[PATCH] arm64: abort SDEI handlers during crash
D Scott Phillips
scott at os.amperecomputing.com
Fri Feb 10 14:16:07 PST 2023
James Morse <james.morse at arm.com> writes:
> Hi Scott,
>
> On 04/02/2023 00:08, D Scott Phillips wrote:
>> Interrupts are blocked in SDEI context, per the SDEI spec: "The client
>> interrupts cannot preempt the event handler."
>
> Firmware is supposed to do this by ensuring PSTATE.I is set when the
> handler runs. See "4.3.1 Arm PE Architecture".
>
> Unfortunately trusted-firmware is setting PMR, (which is specific to
> GIC, not the 'PE architecture') to a value in the secure range,
> meaning no normal world interrupt can fire.
Hi James, in the case I see on my machine, the cause isn't an elevated
PMR, but rather an eleveated RPR. IRQs are blocked because the interrupt
that triggered the SDEI event is still active and hasn't dropped
priority on the core that's running the SDEI event handler.
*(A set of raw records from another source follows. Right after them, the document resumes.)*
PR #791, opened 2024-09-03
FEATURE: more accurate and faster titles

SamSaffron:
Previously we waited 1 minute before automatically titling PMs

The new change introduces adding a title immediately after the the
llm replies

Prompt was also modified to include the LLM reply in title suggestion.

This helps situation like:

user: tell me a joke
llm: a very funy joke about horses

Then the title would be "A Funny Horse Joke"

Specs already covered some auto title logic, amended to also
catch the new message bus message we have been sending.


martin-brennan (approved):
Nice I like it, changing the [untitled bot pm] thing feels less pressing if the titling is instant :+1:

PR #168, opened 2021-04-23
fix : removed Google Optimize snippet and changed info icon color

natapg:
Closes WEB-130


tan-90 (approved):
Looks good to me. Didn't think the green would work close to the button but the icon is thin enough it works well as a highlight.

PR #170, opened 2021-04-26
fix images cut out issue

natapg:


tan-90 (approved):
This fix works for my screen size and works for different screen sizes tested using responsive tools.

PR #173, opened 2021-05-06
feat: added enable tracking switch to gtm send event

tan-90:
Paired up with some GTM changes. This makes it so `sendEvent` also sends an `enableTracking` boolean, which is used on GTM to filter which events can trigger.

Closes WEB-137

### DIFF
--- a/src/components/Layout/index.tsx
+++ b/src/components/Layout/index.tsx
@@ -30,7 +30,7 @@ export function LayoutTemplate({ children, siteMetadata }: LayoutTemplateProps) 
   const fpjsEndpoint = FPJS_ENDPOINT
   const gtmToken = GTM_TOKEN
   const { visitorData } = useVisitorData()
-  const shouldEnableAnalytics = visitorData && visitorData.ipLocation.continent?.code?.toUpperCase() === 'EU'
+  const shouldEnableAnalytics = visitorData && visitorData.ipLocation.continent?.code?.toUpperCase() !== 'EU'
 
   useEffect(() => {
     if (shouldEnableAnalytics) {
--- a/src/components/Layout/index.tsx
+++ b/src/components/Layout/index.tsx
@@ -1,4 +1,4 @@
-import React from 'react'
+import React, { useEffect } from 'react'
 import { Helmet } from 'react-helmet'
 import Footer from '../Footer'
 import Header from '../Header'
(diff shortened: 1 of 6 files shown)


src/helpers/gtm.ts
```diff
@@ -41,20 +42,34 @@ function setupDataLayer() {
...
+const trackLeadSubmit = (enableTracking: boolean) => (success = true) => {
+  sendEvent(enableTracking, {
     action: EventAction.LeadSubmit,
     category: EventCategory.Lead,
     label: success ? EventLabel.Success : EventLabel.Error,
   })
 }
+
+export function useGtm() {
+  const { visitorData } = useVisitorData()
```
Lisenish, line 68: `visitorData` will be cached for the next renders and pages, right?

src/helpers/gtm.ts
```diff
@@ -41,20 +42,34 @@ function setupDataLayer() {
...
+  const enableTracking = !visitorData || visitorData.ipLocation.continent?.code === 'EU'
+
+  return {
```
Lisenish, line 71: I think this approach with factory is too complex and requires a lot of unnecessary code. 

My suggestion was just to create a special custom event in case we want to enable tracking (not the data layer variable).
And insert GA snippet only after this event is triggered

Lisenish (changes requested):

src/helpers/gtm.ts
```diff
@@ -41,20 +42,34 @@ function setupDataLayer() {
...
+  sendEvent(enableTracking, {
     action: EventAction.LeadSubmit,
     category: EventCategory.Lead,
     label: success ? EventLabel.Success : EventLabel.Error,
   })
 }
+
+export function useGtm() {
+  const { visitorData } = useVisitorData()
+  const enableTracking = !visitorData || visitorData.ipLocation.continent?.code === 'EU'
```
Lisenish, line 69: To avoid any surprises with letters capitalisation we can do` ?.toUpperCase()` here

src/components/Layout/index.tsx
```diff
@@ -27,6 +29,14 @@ export function LayoutTemplate({ children, siteMetadata }: LayoutTemplateProps)
   const { title, description, siteUrl, image } = siteMetadata
   const fpjsEndpoint = FPJS_ENDPOINT
   const gtmToken = GTM_TOKEN
+  const { visitorData } = useVisitorData()
+  const shouldEnableAnalytics = visitorData && visitorData.ipLocation.continent?.code?.toUpperCase() === 'EU'
```
Lisenish: Looks like you forgot to change `=== 'EU'` condition

Lisenish (approved):

PR #177, opened 2021-05-11
Blog authors

tan-90:
Closes WEB-151


gatsby-node.js
```diff
@@ -73,7 +74,7 @@ function getRelativeUrl(url) {
   return relativeUrl ? withTrailingSlash(relativeUrl[1]) : '/'
 }
 
-function createPageFromEdge(edge, createPage) {
+function createPageFromEdge(edge, createPage, additionalContext = {}) {
```
Lisenish, line 77: Do we still need this additionalContext?

gatsby-node.js
```diff
@@ -211,3 +213,28 @@ exports.onCreateWebpackConfig = ({ stage, actions, getConfig }) => {
...
+  const { createNodeField } = actions
+
+  const blogPosts = getNodes().filter(
+    (node) => node.internal.type === 'MarkdownRemark' && /(blog)\/.*.md$/.test(node.fileAbsolutePath)
+  )
+  const authors = getNodes().filter(
+    (node) => node.internal.type === 'MarkdownRemark' && /(author)\/.*.md$/.test(node.fileAbsolutePath)
+  )
+
+  blogPosts.forEach((node) => {
```
Lisenish, line 227: I thought we don't need it anymore, forgot to delete?

src/components/common/PreviewCompatibleImage/PreviewCompatibleImage.tsx
```diff
@@ -45,11 +46,10 @@ const PreviewCompatibleImage = ({ className, imageInfo }: Props) => {
   }
 
   if (childImageSharp && isFixed(childImageSharp)) {
-    return <Img className={className} style={imageStyle} fixed={childImageSharp.fixed} alt={alt} />
+    return <Img className={className} style={style} fixed={childImageSharp.fixed} alt={alt} />
   }
 
-  if (!!image && typeof image === 'string')
-    return <img className={className} style={imageStyle} src={image} alt={alt} />
+  if (!!image && typeof image === 'string') return <img className={className} style={style} src={image} alt={alt} />
```
Lisenish, line 52: Minor: let's add curly braces here

src/components/Author/Author.tsx
```diff
@@ -0,0 +1,30 @@
...
+
+export interface AuthorComponentProps {
+  author: Author
+  className?: string
+}
+
+export default function AuthorComponent({ author, className }: AuthorComponentProps) {
+  return (
+    <div className={classNames(className, styles.root)}>
+      <PreviewCompatibleImage imageInfo={author.photo} className={styles.photo} imageStyle={{ borderRadius: '6rem' }} />
```
Lisenish, line 22: Why you inlined borderRadius style and not just put it in css?

Lisenish:
There is uploaded image probalby we can delete it before the merge

Lisenish (approved):

src/components/Author/Author.tsx
tan-90: The `style` attribute takes precedence so the CSS would never be applied.

gatsby-node.js
tan-90: Not anymore, but I left it there in case we need it for the future. Could easily revert it though.

gatsby-node.js
tan-90: The gatsby mapping itself is not enough, we still need to create the field. The difference is that now we only do it once and make it a part of the schema, instead of only doing it on page creation and only passing it as context.

src/components/common/PreviewCompatibleImage/PreviewCompatibleImage.tsx
tan-90: [This](https://github.com/fingerprintjs/fingerprintjs.com/pull/177/commits/102574769ca60313ae3db7113fe6df9f37d9697c) is the commit where I removed the code for the old method.

gatsby-node.js
tan-90: [This](https://github.com/fingerprintjs/fingerprintjs.com/pull/177/commits/102574769ca60313ae3db7113fe6df9f37d9697c) is the commit where I removed the code for the old method.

Specifically
see ICC_PMR_EL1 == 0xf8 (all priority bits set), but ICC_RPR_EL1 ==
0x70.
The spec does say that PSTATE.I will be set in the handler context, and
also that you "shouldn't" clear PSTATE.I while in the handler, but I
don't read that section or others in the spec as requiring firmware to
maintain the running priority, priority mask, etc such that just
clearing PSTATE.I gets you back to a working system.
Perhaps I'm reading into the "5.2 Event context" bit that says "The
client interrupts cannot preempt the event handler" more than I should,
but I'm taking that to mean, "don't count on working interrupts until
you end the handler"
In my AGDI case, the irq related to the event is entirely owned by
firmware, but in the case of irqs bound to SDEI events, the spec says
that the firmware will activate the interrupt before calling the event
handler and end the interrupt after. It's not explicit about dropping
priority, but it is explicit that the interrupt is meant to be active
during the sdei handler. So I'm not sure what the firmware is doing with
its AGDI interrupt is totally wrong here.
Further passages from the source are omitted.